As for CPR in the backcountry, it all depends on what happened to them. Not all arrests are from blunt trauma (which has a near zero save rate). Most avalanche fatalities are suffocation/CO2 toxicity (then trauma, then hypothermia). I have a friend who performed CPR for 45 minutes on one of his friends who bought it in a slide. Most river deaths are drownings. Two weeks ago, we had a guy fall into a lake and drowned during an MI! I would imagine most mountaineering deaths are hypothermia and shock followed by massive blunt trauma. Backpacking? I have no stats but I’d wager MI, hypothermia, and shock are at the top. The Wilderness Medical Society protocol for wilderness CPR is 30 minutes, less if provider will be endangered.Jun 25, 2006 at 12:20 pm #1358519
Well, sounds like you got your gear figured out in accordance with your likes and wants and needs.
Your talking plenty about stabalizing people and so on and so forth… but if someone is solo and not breathing, they are NOT going to be effecting “self rescue” anytime soon. If someone is bleeding so bad they cant wait 30 minutes for SAR to come pick them up, then they have bigger problems than keeping their t-shirts clean and in one piece. And theres lots of anti-biotics out there that you can slather between the cut and the wrap to get home. If your really worried about it after that, go get a shot of penicillian.Jun 25, 2006 at 9:53 pm #1358533
@daneLocale: Western Washington
Summit CO wrote: “If I find you on the trail and you aren’t breathing, you probably aren’t going to get any more than two rescue breaths from me unless I have barrier or mask (unless I know you and like you a lot). If you already have blood/vomit on you, I might not give you 2 rescue breaths.

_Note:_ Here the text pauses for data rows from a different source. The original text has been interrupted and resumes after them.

Issue #33, opened 2022-09-07
API to manage u32 as bits


gallottino:
Discussion [here](https://discord.com/channels/919139369774891088/1016790105417072691).

AlessandroGrassi99:
I report and translate what I wrote in the discussion:

```Rust
fn get_bit(index: u8) -> u8;
fn get_bits(positions: &[u8]) -> u32;
fn get_bits_range(range: Range<u8>) -> u32;

fn check_bit(index: u8, value: u8) -> bool;
fn check_bits(positions: &[u8], values: &[u8]) -> bool;
fn check_bits_range(range: Range<u8>, values &[u8]) -> bool;
```

Regarding the use of a `u8` type instead of a boolean on `get_bit()` (`get_bit(..) -> u8` vs `get_bit(..) -> bool`)... For me reading `if opcode.get_bit(4) { }` is much less intuitive than reading `if opcode.get_bit(4) == 1 { }`. The same issue is even more pronounced in the matches. I think it is very important to make explicit what values we are looking for.

In addition, why put `get_bits_range()` if there is `get_bits()`?

Imho it is Rust's syntax that helps in readability because if we need bits 11 to 7, the difference is `opcode.get_bits_range(11..=7)` vs `opcode.get_bits(&(11..=7).collect::<Vec<u8>>())` or `opcode.get_bits(&vec![11,10,9,8,7])`

On small ranges (`opcode.get_bits(&vec![11,10,9,8,7])`) is readable, but in instructions like Branch, where the required offset ranges from 23 to 0 is tough ahah.

FedericoBruzzone:
I think this issue could be closed :)

gallottino:
Closed with #39

PR #39, opened 2022-09-08
Add bit manipulation methods

simo498:
It adds some methods to check and set single bits. For now there aren't methods to handle multiple bits masks, and it's limited to u32 (due to the assence of a common Integer trait  in rust).

Refers to #33

### DIFF
--- a/Cargo.toml
+++ b/Cargo.toml
@@ -9,3 +9,4 @@ glium = "0.32"
 
 [dev-dependencies]
 pretty_assertions = "1.3.0"
+rand = "0.8.5"
--- a/src/bitwise.rs
+++ b/src/bitwise.rs
@@ -1,0 +1,156 @@
+/// Contains some helper methods to manipulate bits,
+/// the index (`bit_idk`) is supposed to be from lsb to msb (right to left)
+pub(crate) trait Bits {
+    fn is_bit_on(self, bit_idx: u8) -> bool;
+    fn is_bit_off(self, bit_idx: u8) -> bool;
+    fn set_bit_on(&mut self, bit_idx: u8);
+    fn set_bit_off(&mut self, bit_idx: u8);
+    fn toggle_bit(&mut self, bit_idx: u8);
+    fn set_bit(&mut self, bit_idx: u8, value: u8);
+    fn get_bit(self, bit_idx: u8) -> u8;
+}
+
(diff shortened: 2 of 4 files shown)


simo498:
> @simo498 here I appreciate more feedback also from @AlessandroGrassi99 and @gallottino 
> But sure I prefer this kind of api not for a struct `Bitwise` but as implementation of `u32` or such... In this way you can do `my_number.toggle_bit(15)` and this will toggle the bit 15.
> I have some doubt also if is better `is_set/is_reset` but let's discuss :D

Yeah it's an idea. Another is to create a wrapper like ’Bitwise(u32)’. Anyway let's hear the opinion of other people on which implementation we should uses. I also think something more direct like u32::get_bit or whatever would be more readable

src/bitwise.rs
```diff
@@ -0,0 +1,93 @@
...
+        }
+    }
+}
+
+#[cfg(test)]
+mod tests {
+    use super::*;
+
+    #[test]
+    fn basic_tests() {
```
gallottino, line 65: Here I prefer to split  the tests to recognize faster a future change that broke this implementation.  You can also take this test with all implementations, but I think  also it is better to have almost one test for every functionality.

gallottino (changes requested):
I also like that you create a struct from u32 and use it to manipulate the inside values. If you can change it will be great. u32 as parameter in every function is a bit redundant and also less readable. Be careful to test every function with at least an atomic test.

simo498:
I implemented the methods to u32 directly, so they can be called by just adding `use crate::bitwise::Bits`, i also added `rand` for testing, but it can be useful in the future as well

gallottino (approved):

Cargo.toml
```diff
@@ -6,6 +6,7 @@ edition = "2021"
 [dependencies]
 egui_glium = "0.19.0"
 glium = "0.32"
+rand = "0.8.5"
```
guerinoni, line 9: Can you move this as dev-dependencies?

guerinoni (changes requested):
Looks nicer :)

Cargo.toml
simo498: Sure

guerinoni (approved):
Good :)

I don’t intend to catch a life long, possibly fatal disease trying to save you. Also, the thought of someone puking down my throat while I breath for them is somewhat unappealing.”

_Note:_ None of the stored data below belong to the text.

PR #37, opened 2022-09-08
Make conversion from `hex` to `bin`

FedericoBruzzone:
Signed-off-by: Federico Bruzzone <federico.bruzzone.i@gmail.com>

PR #40, opened 2022-09-09
CPSR: Add tests for `sign_flag` and `overflow_flag`

FedericoBruzzone:
I wrote a test for `0xAAAA` representation and another for `0xAAAAAAAA` representation.
All those made with `0xAAAA` fail and those with `0xAAAAAAAA`.

P.N.
I used the hex notation for the condition to make the error more explicit. I will convert it to binary.

### DIFF
--- a/src/cpsr.rs
+++ b/src/cpsr.rs
@@ -15,7 +15,7 @@ impl Cpsr {
     }
 
     fn signed(&self) -> bool {
-        self.0 & 0x8000 != 0
+        self.0 & 0x80000000 != 0
     }
 
     pub(crate) fn set_signed(&mut self) {
@@ -27,6 +27,25 @@ impl Cpsr {
     }
 
     fn overflow(&self) -> bool {
-        self.0 & 0x1000 != 0
+        self.0 & 0x10000000 != 0
+    }
+}
+
+#[cfg(test)]
+mod tests {
+    use crate::cpsr::Cpsr;
+
+    #[test]
+    fn check_sign_flag() {
+        let mut cpsr: Cpsr = Cpsr(0);
+        cpsr.set_signed();
+        assert!(cpsr.signed());
+    }
+
+    #[test]
+    fn check_overflow_flag() {
+        let mut cpsr: Cpsr = Cpsr(0);
+        cpsr.0 = 0b0001_0000_0000_0000_0000_0000_0000_0000;
+        assert!(cpsr.overflow());
     }
 }


src/cpsr.rs
```diff
@@ -30,3 +30,41 @@ impl Cpsr {
...
+    use crate::cpsr::Cpsr;
+    use pretty_assertions::assert_eq;
+
+    #[test]
+    fn check_sign_flag_fail() {
+        let mut cpsr: Cpsr = Cpsr(0);
+        cpsr.set_signed();
+        let output = cpsr.signed(); // cpsr.0 & 0x8000 != 0;
+        assert_eq!(output, false); // FAIL!
+    }
```
guerinoni, line 45:
```rust
    #[test]
    fn check_sign_flag_fail() {
        let mut cpsr: Cpsr = Cpsr(0);
        cpsr.set_signed();
        assert!(cpsr.signed());
    }
```

I expect this is failing

guerinoni (changes requested):

src/cpsr.rs
FedericoBruzzone: what you wrote is true. To pass the test I wrote 'cpsr.signed () == false' this implies that the test has failed. 

Would you like to see that the test fails?

guerinoni: You should not write something for make tests passing. The goal of testing is telling the true, then if I set signed, after that I expect to see `signed()` returning true... If the test fails, the bug is there :)

FedericoBruzzone: Perfect.
Locally I have already run the test you wrote and I can talk you that the bug is there. 

But, I fix everything and commit.

FedericoBruzzone:
As you can see the tests with `0xAAAA` representation are failed (`overflow_flag` ,`sign_flag`).

- Right now, would you like me to fix PR #37 with `0xAAAAAAAA` representation as it should be? 
- And about this PR do you want me to just keep the tests that pass?

src/cpsr.rs
```diff
@@ -30,3 +30,36 @@ impl Cpsr {
...
+        cpsr.set_signed();
+        assert!(cpsr.signed()); // cpsr.0 & 0x8000 != 0;
+    }
+
+    #[test]
+    fn check_sign_flag_pass() {
+        let mut cpsr: Cpsr = Cpsr(0);
+        cpsr.set_signed();
+        assert!(cpsr.0 & 0x80000000 != 0);
+    }
```
guerinoni, line 50: What is the purpose of this tests?

guerinoni:
> As you can see the tests with `0xAAAA` representation are failed (`overflow_flag` ,`sign_flag`).
> 
> * Right now, would you like me to fix PR [Make conversion from `hex` to `bin` #37](https://github.com/RIP-Comm/clementine/pull/37) with `0xAAAAAAAA` representation as it should be?
> * And about this PR do you want me to just keep the tests that pass?

Before moving on other PR I prefer to merge this fix because is important changes semantically, other refactoring of binary format are secondary in my opinion

FedericoBruzzone:
Perfect, leave the PR #37  open and I will fix it after this. 
What is missing to close this PR?

guerinoni:
> Perfect, leave the PR #37 open and I will fix it after this.
> What is missing to close this PR?

I think we can have:
- the test for checking signed (calling properly function api)
- the test for checking overflow (calling properly function api)
- the fix about signed bit

gallottino:
@guerinoni @FedericoBruzzone Also the **overflow** mask is wrong.
**_signed_** must be 0x80_00_00_00
**_overflow_** must be 0x10_00_00_00

src/cpsr.rs
gallottino: assert can be changed in this way:
`assert!(cspr.signed())`

src/cpsr.rs
```diff
@@ -30,3 +30,36 @@ impl Cpsr {
...
+        let mut cpsr: Cpsr = Cpsr(0);
+        cpsr.0 = 0b0001_0000_0000_0000_0000_0000_0000_0000;
+        assert!(cpsr.overflow()); // cpsr.0 & 0x1000 != 0;
+    }
+
+    #[test]
+    fn check_overflow_pass() {
+        let mut cpsr: Cpsr = Cpsr(0);
+        cpsr.0 = 0b0001_0000_0000_0000_0000_0000_0000_0000;
+        assert!(cpsr.0 & 0x10000000 != 0);
```
gallottino, line 63: Same of above:
`assert!(cspr.overflow())`

gallottino (changes requested):

FedericoBruzzone:
The purpose of test 'test_sign_flag_pass' and test 'test_overflow_flag_pass' is to show that '0xAAAAAAAA' format is correct.  

By changing to '0x80000000' and '0x10000000' I will replace with 'cpsr.signed()' and 'cpsr.overflow()'

FedericoBruzzone:
I have already done the test to verify that overflow is wrong (0x1000) @gallottino

gallottino:
I'm talking about the bug fixs. I think It is better to fix them in this PR before merge these change. @FedericoBruzzone

FedericoBruzzone:
Of course, what you say I will definitely do tomorrow!

And I will convert 0x80000000 and 0x10000000 in binary after the merge in #37.

guerinoni (approved):
LGTM 🏆

gallottino (approved):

That sounds like grounds for a negligence lawsuit to me. Also keep in mind that if you begin to provide care you are legally required to continue…ie if the patient starts vomiting during CPR you can’t just stop. Sounds like a good case for carrying a CPR barrier, right?

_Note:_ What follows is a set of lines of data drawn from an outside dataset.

PR #42, opened 2022-09-11
ARM: Implement `teq` `ALU` instruction

guerinoni:
This don't cover all case because we are not taking care of changing all CPU register and other marginal stuff,
but it's a start :).

### DIFF
--- a/src/arm7tdmi.rs
+++ b/src/arm7tdmi.rs
@@ -1,6 +1,7 @@
 use std::convert::TryInto;
 
 use crate::alu_instruction::ArmModeAluInstruction;
+use crate::bitwise::Bits;
 use crate::instruction::ArmModeInstruction;
 use crate::{condition::Condition, cpsr::Cpsr, cpu::Cpu};
 
@@ -141,12 +142,7 @@ impl Arm7tdmi {
                                 1 => {
                                     // TODO: It's better to implement the logical instruction in order to execute directly LSR#0?
                                     let rm = self.registers[op2 as usize];
-                                    match (rm & 0b1000_0000_0000_0000_0000_0000_0000_0000) >> 31 {
-                                        1 => self.cpsr.set_signed(),
-                                        0 => self.cpsr.set_not_signed(),
-                                        _ => unreachable!(),
-                                    }
-
+                                    self.cpsr.set_signed(rm.get_bit(31));
                                     op2 = 0;
                                 }
                                 // ASR#0: Interpreted as ASR#32, ie. Op2 and C are filled by Bit 31 of Rm.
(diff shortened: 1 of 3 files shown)


src/arm7tdmi.rs
```diff
@@ -227,13 +234,29 @@ impl Arm7tdmi {
 
         match ArmModeAluInstruction::from(alu_opcode) {
             ArmModeAluInstruction::Mov => self.mov(rd as usize, op2),
-            _ => todo!(),
+            ArmModeAluInstruction::Teq => {
+                let val = self.teq(rn, op2);
+                self.set_registers(rd, val);
```
gallottino, line 239: Rn shouldn't be changed. I think this opcode is only about flags.
[here](https://www.problemkaputt.de/gbatek.htm#armopcodesdataprocessingalu) is:
`Void = Rn XOR Op2`

In other instructions there is something like this:
`Rd = Rn OR Op2`

src/arm7tdmi.rs
```diff
@@ -277,4 +300,18 @@ mod tests {
...
+        let op_code: u32 = 0b1110_0001_0010_1001_0011_0000_0000_0000;
+        let mut cpu = Arm7tdmi::new(vec![]);
+
+        let (_, instruction) = cpu.decode(op_code);
+        assert_eq!(instruction, ArmModeInstruction::DataProcessing1);
+
+        cpu.execute(op_code, instruction);
+        let rn = 0b0011;
+        let rd_xor_op2 = 0b1001;
+        assert_eq!(cpu.registers[rn], rd_xor_op2);
```
gallottino, line 315: For the above reason this test should be different.

gallottino (changes requested):

src/arm7tdmi.rs
guerinoni: Yes, indeed is not modified

src/arm7tdmi.rs
guerinoni: The right name is `rd` I'm updating it

src/arm7tdmi.rs
gallottino: Sorry, I would to say Rd.

guerinoni: What this operator should do with the result of that XOR?

gallottino: I think  this opcode changes only the flags in CPSR

guerinoni: In which way? You mean something like `cpsr = (result of XOR)` (since cpsr is a u32...)

guerinoni: I figured out the right way :)

gallottino (approved):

Interestingly, the national EMT-B textbook states “there are no documented cases of disease transmission to rescuers as a result of performing unprotected mouth-to-mouth resuscitation on a patient with an infection”.
I consider a CPR barrier invaluable in any situation requiring rescue breaths, but the chances of actually needing one in the wilderness is practically zero. What are the odds of having to perform CPR on some one in your day to day life…one in a million? How about on the trail, when you see much fewer people (potential victims) than in the city…one in a billion?
Sure if you’re on a SAR call you’d better bring BSI equipment, but otherwise it’s only there for your mental comfort…to satisfy the “what if..?” part of your brain.